_Record extracts_
PR #2363, opened 2024-04-17
--ConfigValue Updates - Matrix4 support, pointer-backed data store.

jturner65:
## Motivation and Context
This PR changes how esp::core::config::Configurations store data by having the underlying ConfigValue class store a pointer to the data in question instead of directly storing the data (i.e. the class member _data is now a pointer to a pointer to the data instead of a pointer to the data) if the data type is too large to be stored within the _data buffer.  This PR also introduces, as a way to demonstrate this new feature, support for a new type in the configs, **Magnum::Matrix4.**

Currently on main branch, every ConfigValue includes a buffer that holds the actual data being consumed;  due to the size of this buffer, every ConfigValue takes up 72 bytes of memory. This PR decreases this to 16 bytes + whatever heap allocation is necessary to hold the larger-than-8 byte types (the config value consists of a data array, now 8 bytes, and an enum denoting the type, 4 bytes, along with 4 bytes padding.)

_Requirement_
Each record must be duplicated exactly, with none missing.

_Result below_
PR #2363, opened 2024-04-17
--ConfigValue Updates - Matrix4 support, pointer-backed data store.

jturner65:
## Motivation and Context
This PR changes how esp::core::config::Configurations store data by having the underlying ConfigValue class store a pointer to the data in question instead of directly storing the data (i.e. the class member _data is now a pointer to a pointer to the data instead of a pointer to the data) if the data type is too large to be stored within the _data buffer.  This PR also introduces, as a way to demonstrate this new feature, support for a new type in the configs, **Magnum::Matrix4.**

Currently on main branch, every ConfigValue includes a buffer that holds the actual data being consumed;  due to the size of this buffer, every ConfigValue takes up 72 bytes of memory. This PR decreases this to 16 bytes + whatever heap allocation is necessary to hold the larger-than-8 byte types (the config value consists of a data array, now 8 bytes, and an enum denoting the type, 4 bytes, along with 4 bytes padding.)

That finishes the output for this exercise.